I set my coffee cup down and stared at the thing I had loved as a man during the night just past. “Yes?”
“The colony worlds have limited dataspheres,” said Johnny. “While there is some contact with the TechnoCore via fatline transmissions, it is an exchange of data only … rather like the First Information Age computer interfaces … rather than a flow of consciousness. Hyperion’s datasphere is primitive to the point of nonexistence. And from what I can access, the Core has no contact whatsoever with that world.”
“Would that be normal?” I asked. “I mean with a colony world that far away?”
“No. The Core has contact with every colony world, with such interstellar barbarians as the Ousters, and with other sources the Hegemony could not imagine.”
I sat stunned. “With the Ousters?” Since the war on Bressia a few years earlier, the Ousters had been the Web’s prime bogeymen. The idea of the Core … the same congregation of AIs which advises the Senate and the All Thing and which allow our entire economy, farcaster system, and technological civilization to run … the idea of the Core being in touch with the Ousters was frightening. And what the hell did Johnny mean by “other sources”? I didn’t really want to know right then.
“But you said it is possible for your cybrid to travel there?” I said. “What did you mean by ‘investing all consciousness’ in your cybrid? Can an AI become … human? Can you exist only in your cybrid?”

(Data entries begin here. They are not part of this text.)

PR #13487, opened 2018-09-27
Fix incorrect sort order when scheduled report uses custom report

diosmosis:
Make sure request parameters are loaded in superglobals when DataTablePostProcessor gets the Report instance.

DataTablePostProcessor will call `ReportsProvider::factory()`, but it will call it outside of `Piwik\Api\Proxy`, which means the request parameters won't be in `$_GET/$_POST`. So if the Report instance tries to access these in order to configure itself, it may not be able to find them.

### DIFF
--- a/core/API/Request.php
+++ b/core/API/Request.php
@@ -12,6 +12,7 @@ use Exception;
 use Piwik\Access;
 use Piwik\Cache;
 use Piwik\Common;
+use Piwik\Context;
 use Piwik\DataTable;
 use Piwik\Exception\PluginDeactivatedException;
 use Piwik\IP;
@@ -261,7 +262,12 @@ class Request
             // call the method
             $returnedValue = Proxy::getInstance()->call($apiClassName, $method, $this->request);
 
-            $toReturn = $response->getResponse($returnedValue, $module, $method);
+            // get the response with the request query parameters loaded, since DataTablePost processor will use the Report
+            // class instance, which may inspect the query parameters. (eg, it may look for the idCustomReport parameters
+            // which may only exist in $this->request, if the request was called programatically)
+            $toReturn = Context::executeWithQueryParameters($this->request, function () use ($response, $returnedValue, $module, $method) {
+                return $response->getResponse($returnedValue, $module, $method);
+            });
         } catch (Exception $e) {
             Log::debug($e);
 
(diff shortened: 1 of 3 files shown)


core/Context.php
```diff
@@ -13,6 +13,23 @@
...
 class Context
 {
+    public static function executeWithQueryParameters(array $parametersRequest, callable $callback)
+    {
+        // Temporarily sets the Request array to this API call context
+        $saveGET = $_GET;
+        $saveQUERY_STRING = @$_SERVER['QUERY_STRING'];
+        foreach ($parametersRequest as $param => $value) {
+            $_GET[$param] = $value;
+        }
```
tsteur: wouldn't it also need to set $_POST or unset it temporarily etc?

core/API/Request.php
```diff
@@ -261,7 +262,12 @@ public function process()
             // call the method
             $returnedValue = Proxy::getInstance()->call($apiClassName, $method, $this->request);
 
-            $toReturn = $response->getResponse($returnedValue, $module, $method);
+            // get the response with the request query parameters loaded, since DataTablePost processor will use the Report
```
tsteur: @diosmosis does it make sense to move `$returnedValue = Proxy::getInstance()->call($apiClassName, $method, $this->request);` into this `Context::executeWithQueryParameters` below and remove it from the `call` method? The call method isn't API so we can change it.

core/Context.php
diosmosis: Possibly, this code was moved from API\Proxy.php, I didn't change it. We can make it override `$_POST` too, just didn't want to accidentally break something.

core/API/Request.php
diosmosis: Some code does call `Proxy::getInstance()->call()` directly, eg, `DataTableManipulator`s so I think it could break things.

diosmosis:
@tsteur Updated to save $_POST parameters as well.

core/Context.php
tsteur: sorry... only just noticing... I wonder if it breaks functionality if we also did `$_GET = array();$_POST=array()` before the foreach? but I think it actually could break functionality. not needed for now I guess as it probably has always been that way.

tsteur: actually pretty sure it would break behaviour... this is why we currently use `$default = []` and needs to be changed there I suppose.

tsteur (approved):
some ui tests are failing in https://builds-artifacts.matomo.org/matomo-org/matomo/3.x-dev/30298/ but doesn't look to be related to this change 👍

PR #13493, opened 2018-09-28
 Report tracking into wrong Site ID and missing token auth

### LINKED ISSUE #12922: Report tracking into wrong Site ID
We often see users tracking traffic into no longer existing siteIds or siteIds that never existed.

In https://github.com/matomo-org/matomo/issues/7550 we already have an issue to report back tracking errors. As this is quite a big project, I think it would be valuable to start with some more simple use case. 

When a site is being tracked into a website that doesn't exist anymore  (we could have the highest siteId as option and check if `$trackedSiteId < $highestSiteId`). If so, we could report this in some way to the super user (as the site no longer exist it cannot be reported to any admin or view user).
FYI: I wouldn't show it for `$trackedSiteId > $highestSiteId` as you could send lots of random requests to users every day annoying them by getting notifications about wrong requests and bloating tracker cache etc.

The question is where to store this info efficiently and where to show it.

Regarding storing: We could store it in a simple table or option table or something. To minimize DB requests during tracking we would have in cache `highestSiteId` and all currently wrong tracked siteIds. This way we hit the DB only once per site. 
We would maybe reset the list of "wrong tracked siteIds" daily or weekly. It would be also good to store along this info at what time we received the first wrong tracking request for that site and on which URL.

Regarding showing the notice: Not sure. Maybe weekly we could send a summary mail if there is one or multiple siteIds still in use? In the admin we could maybe have a screen for this under diagnostics and maybe a notification if data is tracked into a wrong siteId?

tsteur:
fix #12922

* When a tracking request is invalid for any of the 2 reasons, we log the request as a failure
* Any failed request older than 2 days ago is automatically deleted again
* Weekly we check for tracking failures and email super users only (doing this for admins is bit tricky)
* Admins and SuperUsers see a new widget on Admin Home screen plus it can be used in the dashboard:
image
* New diagnostics page that shows tracking failures in depth
image

I was also thinking about showing a box in the reporting toolbar, eg on the right... but then thought it may not be needed for now and might be rather annoying. May be good to first see how many false reports maybe come in etc.

I reckon it is a good working solution v1 for this tool and see from there how/where it goes. Heaps could be done there.

Todo: We should write FAQ articles for those 2 particular errors and adjust the links in the code


mattab:
@tsteur just thought of another use case which occurs from time to time, if Matomo is in an unstable state, there may be columns missing, this happened to me regularly, such errors:
```sql

DEBUG: Exception: Error query: SQLSTATE[42S22]: Column not found: 1054 Unknown column 'last_idlink_va' in 'field list' In query: SELECT visit_last_action_time, visit_first_action_time, idvisitor, idvisit, user_id, visit_exit_idaction_url, visit_exit_idaction_name, visitor_returning, visitor_days_since_first, visitor_days_since_order, visitor_count_visits, visit_goal_buyer, location_country, location_region, location_city, location_latitude, location_longitude, referer_name, referer_keyword, referer_type, idsite, visit_entry_idaction_url, visit_total_actions, visit_total_interactions, visit_total_searches, config_device_brand, config_device_model, config_device_type, visit_total_events, visit_total_time, location_ip, location_browser_lang, campaign_content, campaign_id, campaign_keyword, campaign_medium, campaign_name, campaign_source, last_idlink_va, custom_var_k1, custom_var_v1, custom_var_k2, custom_var_v2, custom_var_k3, custom_var_v3, custom_var_k4, custom_var_v4, custom_var_k5, custom_var_v5   FROM log_visit WHERE visit_last_action_time >= ? AND visit_last_action_time <= ? AND idsite = ? AND config_id = ?
DEBUG:                 ORDER BY visit_last_action_time DESC
DEBUG:                 LIMIT 1 Parameters: array (
DEBUG:   0 => '2018-10-03 05:21:30',
DEBUG:   1 => '2018-10-03 06:21:30',
DEBUG:   2 => 1,
DEBUG:   3 => '/ƫK���',
DEBUG: )
```

So it would be really great if we could detect these problems and also report them in the page :+1:

core/Tracker/Failures.php
```diff
@@ -0,0 +1,178 @@
...
+        }
+        return Date::now();
+    }
+
+    public function logFailure($idFailure, Request $request)
+    {
+        $visitExcluded = new VisitExcluded($request);
+        if ($visitExcluded->isExcluded()) {
+            return;
+        }
```
diosmosis: `VisitExcluded::isExcluded()` is called during tracking correct? If it were possible to set the result in `VisitProperties`, we could use that value here instead of checking if the request should be excluded again. Might be a bit faster?

diosmosis: `VisitExcluded::isExcluded()` is called during tracking correct? If it were possible to set the result in `VisitProperties`, we could use that value here instead of checking if the request should be excluded again. Might be a bit faster?

core/Tracker/Failures.php
```diff
@@ -0,0 +1,178 @@
...
+            if (isset($params[$key])) {
+                $params[$key] = '__ANONYMIZED__';
+            }
+        }
+        foreach ($params as $key => $value) {
+            if (!empty($token) && $value === $token) {
+                $params[$key] = '__ANONYMIZED__'; // user accidentally posted the token in a wrong field
+            } elseif (!empty($value) && is_string($value) && Common::mb_strlen($value) >= 29 && Common::mb_strlen($value) <= 36 && ctype_xdigit($value)) {
+                $params[$key] = '__ANONYMIZED__'; // user maybe posted a token in a different field... it looks like it might be a token
+            }
```
diosmosis: Would it be simpler to do `str_replace($token, '__ANONYMIZED__', $value)` on each param?

Also I think __ANONYMIZED__ might be confusing to some people, since requests are also anonymized by changing IP addresses. Maybe `__TOKEN_AUTH__` might be clearer?

core/Tracker/Failures.php
```diff
@@ -0,0 +1,178 @@
...
+    }
+
+    private function enrichFailures($failures)
+    {
+        foreach ($failures as &$failure) {
+            try {
+                $failure['site_name'] = Site::getNameFor($failure['idsite']);
+            } catch (UnexpectedWebsiteFoundException $e) {
+                $failure['site_name'] = Piwik::translate('General_Unknown');
+            }
```
diosmosis: If a site is not known would it be more useful to have the idSite displayed in the name? Not sure if the idSite is also displayed in the UI.

core/Tracker/Failures.php
```diff
@@ -0,0 +1,178 @@
...
+            switch ($failure['idfailure']) {
+                case self::FAILURE_ID_INVALID_SITE:
+                    $failure['problem'] = Piwik::translate('CoreAdminHome_TrackingFailureInvalidSiteProblem');
+                    $failure['solution'] = Piwik::translate('CoreAdminHome_TrackingFailureInvalidSiteSolution');
+                    $failure['solution_url'] = 'https://matomo.org/faq/todo...';
+                    break;
+                case self::FAILURE_ID_NOT_AUTHENTICATED:
+                    $failure['problem'] = Piwik::translate('CoreAdminHome_TrackingFailureAuthenticationProblem');
+                    $failure['solution'] = Piwik::translate('CoreAdminHome_TrackingFailureAuthenticationSolution');
+                    $failure['solution_url'] = 'https://matomo.org/faq/todo...';
```
diosmosis: Guess these todo links need to be filled out before merging.

core/Tracker/Failures.php
```diff
@@ -0,0 +1,178 @@
...
+                    break;
+            }
+        }
+
+        Piwik::postEvent('Tracking.makeFailuresHumanReadable', array(&$failures));
```
diosmosis: Should this have an @ignore or docs?

core/Tracker/Request.php
```diff
@@ -522,8 +524,11 @@ public function getIdSite()
          */
         Piwik::postEvent('Tracker.Request.getIdSite', array(&$idSite, $this->params));
 
-        if ($idSite <= 0) {
+        if ($idSite < 0) {
             throw new UnexpectedWebsiteFoundException('Invalid idSite: \'' . $idSite . '\'');
+            // we allow 0... the request will fail anyway as the site won't exist... allowing 0 will help us
+            // reporting this tracking problem as it is a common issue. Otherwise we would not be able to report
+            // this problem in tracking failures
```
diosmosis: Does this mean the exception cannot be caught later? If so, could log the failure there.

plugins/CoreAdminHome/Tasks.php
```diff
@@ -133,6 +143,36 @@ private function rememberTrackingCodeReminderRan($idSite)
...
+     * To test execute the following command:
+     * `./console core:run-scheduled-tasks "Piwik\Plugins\CoreAdminHome\Tasks.cleanupTrackingFailures"`
+     *
+     * @throws \Exception
+     */
+    public function cleanupTrackingFailures()
+    {
+        // we remove possibly outdated/fixed tracking failures that have not occurred again recently
+        $this->trackingFailures->removeFailuresOlderThanDays(Failures::CLEANUP_OLD_FAILURES_DAYS);
+    }
```
diosmosis: If this deletes tracking failures that are older than 2 days, and the notify task is run weekly, then that means the email will never report failures or not report all failures (since they can be removed before being sent off). Is that correct or am I missing something?

plugins/CoreAdminHome/lang/en.json
```diff
@@ -108,6 +109,24 @@
...
+        "Problem": "Problem",
+        "Solution": "Solution",
+        "TrackingURL": "Tracking URL",
+        "LearnMore": "Learn more",
+        "DeleteAllFailures": "Delete all failures",
+        "NTrackingFailures": "%s tracking failures",
+        "ViewAllTrackingFailures": "View all tracking failures",
+        "TrackingFailureInvalidSiteProblem": "The site does not exist.",
+        "TrackingFailureInvalidSiteSolution": "Update the configured idSite in the tracker.",
+        "TrackingFailureAuthenticationProblem": "Request was not authenticated but should have.",
```
diosmosis: Would suggest a change to `Request was not authenticated but authentication was required.` (if I am understanding the error correctly)

plugins/CoreAdminHome/lang/en.json
```diff
@@ -108,6 +109,24 @@
...
+        "TrackingFailureAuthenticationSolution": "Set or correct a \"auth_token\" in your tracking request.",
```
diosmosis: auth_token or token_auth?

plugins/CoreAdminHome/lang/en.json
```diff
@@ -108,6 +109,24 @@
...
+        "ConfirmDeleteAllTrackingFailures": "Are you sure you want to delete all tracking failures?",
+        "ConfirmDeleteThisTrackingFailure": "Are you sure you want to delete this tracking failure?",
+        "TrackingFailuresEmailSubject": "Tracking failures in your Matomo Analytics",
+        "TrackingFailuresEmail1": "This is just to let you know that %s different kind of tracking failures have occurred in the last days.",
```
diosmosis: kind => kinds

core/Tracker/Failures.php
diosmosis: Nevermind, see the screenshot below.

diosmosis:
Left some comments & need to resolve some conflicts. Haven't tested locally yet, will do so next review.

core/Tracker/Failures.php
tsteur: good idea 👍  adding it

core/Tracker/Failures.php
tsteur: Will change it to `__TOKEN_AUTH__ `. didn't use only `str_replace($token, '__ANONYMIZED__', $value)` in case there were any typos or just one character missing or one too much.

core/Tracker/Failures.php
tsteur: Created the FAQs and will update 👍

core/Tracker/Failures.php
tsteur: yes 👍  will add an ignore for now, and add proper docs as soon as we use it in another plugin. don't want to make it an API just yet before not having actually verified it works well like this.

core/Tracker/Request.php
tsteur: Yes it would otherwise not be caught later. and logging wouldn't work as people wouldn't see the logged error. Like nobody would really look there and eg on cloud people wouldn't even be able to see the logs. We have heaps of logs like `idsite=0` already and want to make users aware of this problem with this PR. It's really the most common tracking error.

plugins/CoreAdminHome/Tasks.php
tsteur: It would report failures that happened in the last 2 days before the email was sent. Eg if email is sent on Sunday at 8am, it would report failures that happened between Friday 8am and Sunday 8am. But not any problems before that... the assumption is that those problems have been fixed basically, or occurred maybe only once but are not a permanent problem.

plugins/CoreAdminHome/angularjs/trackingfailures/trackingfailures.controller.js
```diff
@@ -0,0 +1,59 @@
...
+                piwikApi.fetch({method: 'CoreAdminHome.deleteAllTrackingFailures'}).then(function () {
+                    self.fetchAll();
+                });
+            }});
+        };
+
+        this.deleteFailure = function (idSite, idFailure) {
+            piwik.helper.modalConfirm('#confirmDeleteThisTrackingFailure', {yes: function () {
+                self.failures = [];
+                piwikApi.fetch({method: 'CoreAdminHome.deleteTrackingFailure', idSite: idSite, idFailure: idFailure}).then(function () {
```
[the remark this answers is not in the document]
tsteur: I don't think it's needed? Not sure what the difference would be... should be all fine to delete it through GET and the token will be posted anyway.

plugins/CoreAdminHome/lang/en.json
tsteur: Will update it 👍

plugins/CoreAdminHome/lang/en.json
tsteur: token_auth 👍  will update

plugins/CoreAdminHome/lang/en.json
tsteur: cheers 👍  will update

core/Tracker/Failures.php
diosmosis: I see, 👍

core/Tracker/Request.php
diosmosis: I meant log through `Failures::logFailure()`, like catch in `Tracker::main()` and log that failure. But if it can't be caught then that's not an option I guess.

plugins/CoreAdminHome/Tasks.php
diosmosis: I guess for tracking code issues it's probably not a big deal, people are like invested in making sure they work at first, and then if they break later, it will be a consistent problem. So makes sense to me.

plugins/CoreAdminHome/angularjs/trackingfailures/trackingfailures.controller.js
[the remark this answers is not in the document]
diosmosis: A GET will be cached in the browser?

diosmosis:
Left one further comment, but will probably merge this today. if my comment is important can be done in a new PR

tsteur:
@diosmosis just realising a feature to log not auth request regressed due to another PR... because `isVisitExcluded` seems to no longer work basically when CIP is set... be good to not merge.

tsteur:
@diosmosis just pushing a fix, and also fixing the failed system and ui tests with this commit

diosmosis:
Looks like there are some other test failures now? the novisit tests are failing (and possibly a unit test). Maybe some others too.

tsteur:
this was tricky... hopefully this time it fixes most or all of the tests :)

mattab:
Will be very useful :+1: 

> Not really so much possible. Cause it was said it is not needed to support anything else and therefore it is not built to include metadata etc. If something like this is possible, it would be only possible to say a column was missing, but not which column or table etc.

Would it be possible to catch these sql error cases, and report them as failures in this new tool's UI?

tsteur:
No, at least not as part of 3.8 release.

diosmosis:
Almost working, looks like BulkTracking & QueuedTracking have some failing integration tests

tsteur:
@diosmosis fixed the bulk and queued tracking tests. Looks like `MarketingCampaignsReporting ` isn't directly failing because of this change. Hopefully can be finally merged :)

“It has been done,” Johnny said softly. “Once. A personality reconstruction not too different from my own. A twentieth-century poet named Ezra Pound. He abandoned his AI persona and fled from the Web in his cybrid. But the Pound reconstruction was insane.”
“Or sane,” I said.
“Yes.”
“So all of the data and personality of an AI can survive in a cybrid’s organic brain.”
“Of course not, Brawne. Not one percent of one percent of my total consciousness would survive the tr
ansition. Organic brains can’t process even the most primitive information the way we can. The resultant personality would not be the AI persona … neither would it be a truly human consciousness or cybrid …” Johnny stopped in mid-sentence and turned quickly to look out the window.
After a long minute I said, “What is it?” I reached out a hand but did not touch him.
He spoke without turning. “Perhaps I was wrong to say that the consciousness would not be human,” he whispered. “It is possible that the resulting persona could be human touched with a certain divine madness and meta-human perspective. It could be … if purged of all memory of our age, of all consciousness of the Core … it could be the person the cybrid was programmed to be.…”
“John Keats,” I said.
Johnny turned away from the window and closed his eyes. His voice was hoarse with emotion. It was the first time I had heard him recite poetry:
“Fanatics have their dreams, wherewith they weave
A paradise for a sect, the savage too
From forth the loftiest fashion of his sleep
Guesses at Heaven; pity these have not
Traced upon vellum or wild Indian leaf
The shadows of melodious utterance.
But bare of laurel they live, dream, and die;
For Poesy alone can tell her dreams,
With the fine spell of words alone can save
Imagination from the sable charm
And dumb enchantment. Who alive can say,
‘Thou art no Poet—mayst not tell thy dreams’?
Since every man whose soul is not a clod
Hath visions, and would speak, if he had loved,
And been well nurtured in his mother tongue.
Whether the dream now purposed to rehearse
Be Poet’s or Fanatic’s will he known
When this warm scribe my hand is in the grave.”
“I don’t get it,” I said. “What does it mean?”
“It. means,” said Johnny, smiling gently, “that I know what decision I made and why I made it. I wanted to cease being a cybrid and become a man. I wanted to go to Hyperion. I still do.”
“Somebody killed you for that decision a week ago,” I said.